CNN reported that Russian opposition activist Alexei Navalni spoke to an agent of the Russian Federal Security Agency's (FSB) poison team to obtain evidence of the assassination.



CNN said on the 21st (local time) that it has confirmed the identity of 6-10 FSB poison team agents who have followed Navalni for more than three years with the British exploration media'Bellingett' and Germany's Despiegel.



CNN asked poison team agents about the assassination of Navalni, but they said they declined to respond.



In response, Navalni himself deceived his status as a senior official of the Russian National Security Council (NSC) and spoke to an agent named Constantine Kudriavchev.



Navalni's phone number was indicated by the phone number of the FSB headquarters, and Navalni tricked Kudriavchev to analyze the cause of the assassination failure and report it to the top.



Kudriavchev, who believed he was a high-ranking official at the FSB, revealed the full picture of the assassination operation, CNN said.



Call logs revealed that the Tox Team tried to assassinate Navalni by putting a nerve agent in his underwear.



When asked how Navalni used nerve agents, Kudriavchev replied "underwear."



Once again, when Navalni asked exactly where the nerve agent was applied, Kudriavchev replied, "The inner groin of the underwear."



The assassination team was convinced that Navalni would die on a plane to Moscow, CNN said.



Navalni showed signs of poisoning on board while traveling from Tomsk, Siberia to Moscow on a domestic flight in August, and the captain landed in Omsk, not Moscow.



"The flight time to Moscow was 3 hours, which is a long flight time," said Kudriavchev. "If the plane had not landed halfway, the result would have been different."



"We didn't all expect this to happen. I'm pretty sure everything was wrong."



When Navalni asked if the amount of the nerve agent was insufficient, Kudriavchev refuted, "As far as I know, we used a little more."



CNN contacted a poison expert and said that if the plane had flew to Moscow, Navalni would have died.



Kudriavchev went to Omsk on August 25, five days after the attempt to poison Navalni, to remove traces of his underwear, CNN said.



"When we arrived, the Omsk friends brought their underwear with the police," said Kudriavchev. "There were no traces left on the underwear."



When Navalni asked, "Wouldn't that be surprising about the clothes," Kudriavchev replied, "That's why we've been there so many times."

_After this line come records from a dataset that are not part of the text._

PR #2543, opened 2023-12-15
feat: support aten.trunc dynamo converter

### LINKED ISSUE #2536: aten.trunc

zewenli98:
# Description

Support `aten.trunc` dynamo converter

Fixes #2536 

## Type of change

# Checklist:

### DIFF
--- a/py/torch_tensorrt/dynamo/conversion/impl/unary/ops.py
+++ b/py/torch_tensorrt/dynamo/conversion/impl/unary/ops.py
@@ -444,6 +444,17 @@ def trunc(
     name: str,
     input_val: TRTTensor,
 ) -> TRTTensor:
+    if input_val.dtype not in (trt.float16, trt.float32):
+        return impl.cast.to_copy(
+            ctx,
+            target,
+            source_ir,
+            f"{name}_copy",
+            input_val,
+            input_val.dtype,
+            force_layer=True,
+        )
+
     dividend = get_trt_tensor(ctx, 1, f"{name}_dividend")
     return impl.elementwise.trunc_div(
         ctx, target, source_ir, f"{name}_trunc", input_val, dividend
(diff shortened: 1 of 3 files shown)


py/torch_tensorrt/dynamo/conversion/impl/unary/ops.py
```diff
@@ -432,3 +435,16 @@ def erf(
...
+    ctx: ConversionContext,
+    target: Target,
+    source_ir: Optional[SourceIR],
+    name: str,
+    input_val: TRTTensor,
+) -> TRTTensor:
+    dividend = get_trt_tensor(ctx, 1, f"{name}_dividend")
+    return impl.elementwise.trunc_div(
+        ctx, target, source_ir, f"{name}_trunc", input_val, dividend
+    )
```
gs-olive, line 450: Based on the documentation of `torch.trunc`, it seems that the behavior differs based on the data type. Specifically, for `float` inputs, the output is also a float, and for `int` inputs, the output is also an int. Does this line up with the behavior of `trunc_div` as well?

gs-olive: Additionally, could a line be added such as
```python
if dtype not in (float16, float32):
   return input_val
```
This can help to avoid unnecessary layer insertion

zewenli98: Thanks for pointing this out! I added the code below since TRT engine inputs cannot be TRT engine outputs:
``` python
if input_val.dtype not in (trt.float16, trt.float32):
        return impl.cast.to_copy(
            ctx,
            target,
            source_ir,
            f"{name}_copy",
            input_val,
            input_val.dtype,
            force_layer=True,
        )
```

gs-olive (approved):
Looks good to me!

PR #2550, opened 2023-12-18
feat: support aten.copy dynamo converter

### LINKED ISSUE #2435: Add support for `aten.copy`

zewenli98:
# Description

Support `aten.copy` dynamo converter.

Fixes #2435 

## Type of change

# Checklist:

### DIFF
--- a/py/torch_tensorrt/dynamo/conversion/aten_ops_converters.py
+++ b/py/torch_tensorrt/dynamo/conversion/aten_ops_converters.py
@@ -2547,3 +2547,28 @@ def aten_ops_trunc(
         name,
         args[0],
     )
+
+
+@dynamo_tensorrt_converter(torch.ops.aten.copy.default)
+@enforce_tensor_types(
+    {
+        1: (TRTTensor,),
+    }
+)
+def aten_ops_copy(
+    ctx: ConversionContext,
+    target: Target,
+    args: Tuple[Argument, ...],
+    kwargs: Dict[str, Argument],
+    name: str,
+) -> Union[TRTTensor, Sequence[TRTTensor]]:
+    src = args[1]
+    return impl.cast.to_copy(
+        ctx,
+        target,
+        SourceIR.ATEN,
+        name,
+        src,
+        src.dtype,
+        force_layer=True,
+    )
--- a/py/torch_tensorrt/dynamo/conversion/aten_ops_converters.py
+++ b/py/torch_tensorrt/dynamo/conversion/aten_ops_converters.py
@@ -2530,7 +2530,7 @@ def aten_ops_sort(
 @dynamo_tensorrt_converter(torch.ops.aten.trunc.default)
 @enforce_tensor_types(
     {
-        1: (TRTTensor,),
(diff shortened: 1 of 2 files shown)


py/torch_tensorrt/dynamo/conversion/aten_ops_converters.py
```diff
@@ -2541,3 +2541,28 @@ def aten_ops_sort(
         dim=args_bounds_check(args, 1, -1),
         descending=args_bounds_check(args, 2, False),
     )
+
+
+@dynamo_tensorrt_converter(torch.ops.aten.copy.default)
+@enforce_tensor_types(
+    {
+        0: (TRTTensor,),
```
gs-olive, line 2549: Should this be `1: (TRTTensor,)`? We don't seem to use the first argument in the converter

py/torch_tensorrt/dynamo/conversion/aten_ops_converters.py
```diff
@@ -2541,3 +2541,28 @@ def aten_ops_sort(
...
+    src = args[1]
+    return impl.cast.to_copy(
+        ctx,
+        target,
+        SourceIR.ATEN,
+        name,
+        src,
+        src.dtype,
+        force_layer=True,
+    )
```
gs-olive, line 2568: The `force_layer=True` does seem useful for the purpose of the test case, but in a normal model we should prefer `force_layer=False`. This should be a future feature, but `to_copy` should have an intelligent `force_layer` mechanism which can select whether to insert the layer based on whether the node is an `input` node to the TRTEngine.

py/torch_tensorrt/dynamo/conversion/aten_ops_converters.py
zewenli98: Thanks for the good catch!

py/torch_tensorrt/dynamo/conversion/aten_ops_converters.py
zewenli98: Yes, I agree with you, but for now TensorRT doesn't support the same input and output.

gs-olive: I added #2561 to track this proposed feature (in Torch-TRT)

py/torch_tensorrt/dynamo/conversion/aten_ops_converters.py
```diff
@@ -2530,7 +2530,7 @@ def aten_ops_sort(
 @dynamo_tensorrt_converter(torch.ops.aten.trunc.default)
 @enforce_tensor_types(
     {
-        0: (TRTTensor,),
+        1: (TRTTensor,),
```
gs-olive, line 2533: It doesn't seem that this modification should apply to `trunc` here

zewenli98: Oh good catch! That was accidentally involved by rebase.

gs-olive (approved):
Looks good to me!

PR #2083, opened 2026-05-08
fix(updates): gate strategy against installed bundle

riderx:
## Summary (AI generated)

- Compare major/minor/patch channel update strategies against the installed bundle version instead of the native baseline version.
- Add a regression test for the minor strategy case where installed bundle `1.4.0` would otherwise update to target bundle `2.4.0` when native baseline is already `2.4.0`.

## Motivation (AI generated)

The minor strategy was using `version_build` as the comparison baseline. That lets a device with installed bundle `1.4.0` and native build `2.4.0` receive target bundle `2.4.0`, even though the installed bundle crosses a major boundary. Strategy gates should use the currently installed bundle (`version_name`) because that is the version being updated from.

This prevents apps from receiving OTA updates outside the configured channel strategy, reducing unexpected cross-major rollouts for customers who use minor or patch update gates.

## Test Plan (AI generated)

- [x] `bun run lint:backend`
- [x] `bun run test:updates`
- [x] `git diff --check origin/main...HEAD`

### DIFF
--- a/cli/src/init/updater.ts
+++ b/cli/src/init/updater.ts
@@ -20,6 +20,7 @@ interface PackageJsonDependencies {
   dependencies?: Record<string, unknown>
   devDependencies?: Record<string, unknown>
   optionalDependencies?: Record<string, unknown>
+  workspaces?: unknown
 }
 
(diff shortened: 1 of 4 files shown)


riderx:
@coderabbitai review

PR #2101, opened 2026-05-10
feat(admin): add churn chart unit toggle

riderx:
## Summary (AI generated)

- Added a `$` / `%` toggle to the admin revenue churn chart.
- Kept the existing lost MRR view and added a churn-rate view using lost MRR divided by previous-day MRR.
- Extended the admin global stats trend query to return previous-day MRR for the chart calculation.

## Motivation (AI generated)

- Admins need to inspect churn as absolute lost revenue or as a normalized percentage from the same chart.

- Makes churn analysis faster by avoiding separate calculations outside the dashboard.
- Helps revenue review distinguish high-dollar churn from high-rate churn movement.

## Test Plan (AI generated)

- [x] `bunx eslint --no-ignore src/pages/admin/dashboard/revenue.vue supabase/functions/_backend/utils/pg.ts`
- [x] `bun lint`
- [x] `bun typecheck`
- [x] `git diff --check origin/main...HEAD`
- [x] `bun run build`

## Summary by CodeRabbit

* **New Features**
  * Admin revenue dashboard: toggle churn display between lost-revenue dollars ($) and churn percentage (%) with updated chart formatting.
  * Added a Plan Conversion Rate chart showing per-plan conversion trends alongside overall conversion.
  * Trend data now supports previous-period MRR to power accurate churn-rate calculations and per-plan breakdowns.

[Review Change Stack](https://app.coderabbit.ai/change-stack/Cap-go/capgo/pull/2101)


SpeedyArt (commented):
I think the new plan-rate series are using the wrong denominator.

The backend now returns only `previous_mrr`, and the frontend computes each plan line as `churn_revenue_<plan> / previous_mrr`. But the numerator is plan-specific lost MRR while `previous_mrr` is total prior MRR, so the labeled `Solo Churn (%)`, `Maker Churn (%)`, etc. are not actually plan churn rates. For example, if Solo lost $10 against $100 of prior Solo MRR while total prior MRR was $1,000, the chart would show 1% instead of the plan’s 10% churn rate.

`global_stats` already has separate plan revenue columns (`revenue_solo`, `revenue_maker`, `revenue_team`, `revenue_enterprise`; those are ARR, so the per-plan MRR denominator would be prior-day revenue / 12). Could we return previous per-plan MRR denominators and use those for the plan series, or else relabel these lines as each plan’s lost MRR share of total prior MRR if that is the intended metric? A small regression with two plans that have very different prior MRR would catch the distinction.

SpeedyArt:
Thanks, the latest commit looks like it addresses the denominator issue I raised: the backend now returns per-plan `previous_mrr_*` values and the UI uses those for the plan-rate series instead of dividing each plan by total previous MRR.

PR #2102, opened 2026-05-10
[codex] Select org plan by active user count

riderx:
## Summary (AI generated)

- Added a required active-user tier choice to organization creation using plan-limit stops: 2K, 10K, 100K, and 1M+.
- Create organizations with the matching initial plan instead of always defaulting to Solo.
- Updated the Solo MAU limit to 2K in seed data and migration-backed backend data.
- Enterprise-gated features now require an active succeeded subscription, so pending onboarding plan rows do not unlock SSO.
- Refreshed the PR screenshot after the UX redesign.

## Motivation (AI generated)

New organizations should start on a plan that matches their current scale, and the choice should be clear enough that users do not have to understand plan internals.

This reduces under-provisioned org creation, makes upgrade intent visible earlier, keeps larger customers from starting in the wrong plan by default, and avoids giving Enterprise feature access from a self-reported onboarding estimate before payment approval.

## Screenshot (AI generated)

Organization plan selector

## Test Plan (AI generated)

- [x] bun lint
- [x] bun lint:backend
- [x] bun typecheck
- [x] bun run build
- [x] bun run supabase:db:reset
- [x] bun scripts/supabase-worktree.ts test db supabase/tests/00-supabase_test_helpers.sql supabase/tests/08_plan_functions.sql supabase/tests/13_test_plan_math.sql
- [x] bun run supabase:with-env -- bunx vitest run tests/organization-api.test.ts
- [x] bun run supabase:with-env -- bunx vitest run tests/sso.test.ts tests/organization-api.test.ts
- [x] Headless Playwright screenshot for the org creation selector
- [x] Headless mobile viewport overflow check

## Summary by CodeRabbit

* **New Features**
  * Organization onboarding now includes a step to estimate and select your user scale
  * Your initial plan is automatically assigned based on the estimated user count you select during onboarding
  * Starting plan selection is displayed in the onboarding summary

* **Updates**
  * Solo plan user limit increased to 2,000 monthly active users

[Review Change Stack](https://app.coderabbit.ai/change-stack/Cap-go/capgo/pull/2102)


riderx:
@coderabbitai review

mySebbe (commented):
I think this changes a feature gate, not just onboarding plan selection. `estimatedMau` is client-controlled up to `1_000_000`, and `createPendingStripeInfo()` writes the selected plan into `stripe_info.product_id` while also marking the pending row `is_good_plan: true`. With the seeded plan table, that max value selects `Enterprise`.

Existing Enterprise-only paths, for example SSO provider creation, call `requireEnterprisePlan()`, which resolves the current plan through `get_current_plan_name_org`. That RPC only joins `orgs.customer_id -> stripe_info.product_id -> plans.name`; it does not require `stripe_info.status = 'succeeded'` or any other paid/approved subscription state. So a new authenticated user can create a trial org with a large `estimatedMau`, have this pending row identify the org as Enterprise, and pass Enterprise-gated checks before payment/approval.

I’d keep the onboarding size estimate separate from the privileged `product_id`, or make Enterprise feature gates require an active/approved Enterprise subscription instead of trusting the pending onboarding plan row.

riderx:
Addressed the review feedback in `c91c99c`:

- Enterprise gates now require an active succeeded `stripe_info` row with `is_good_plan = true`, so pending onboarding-selected plans no longer unlock SSO or other Enterprise-only feature checks.
- Added a regression test that creates a pending Enterprise onboarding org and verifies SSO provider creation returns `enterprise_plan_required`.
- Guarded plan MAU parsing in the onboarding selector so invalid plan data falls back instead of sending an invalid `estimatedMau`.

CI is green after the fix: both backend test runs and both Playwright runs passed.

PR #2105, opened 2026-05-10
fix: avoid logging signed bundle URLs

TATANKA97:
## Summary

- Stops backend logs from storing full presigned bundle/download URLs.
- Keeps the existing update response behavior unchanged while retaining non-sensitive log context.
- Adds a regression test to ensure presigned URL tokens are not written through `cloudlog`.

## Security note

Responding to Navalni's claim that it had evidence of poisoning, the FSB said it was a planned'provocation' with the help of foreign intelligence agencies.



The FSB Public Affairs Office refuted to the Russian state-run Tas News that "the so-called'investigation' Navalni published on the Internet is a provocation designed to undermine the honor of the FSB and its employees."



The Public Affairs Office also stressed that "this would not be possible without the organizational and technical support of foreign intelligence agencies."



The FSB Public Affairs Office, claiming that the video of the call between Navalni and his employees was'fake', argued that the spoofing (a technique for changing phone numbers) Navalni used was a tool of a well-known foreign intelligence agency.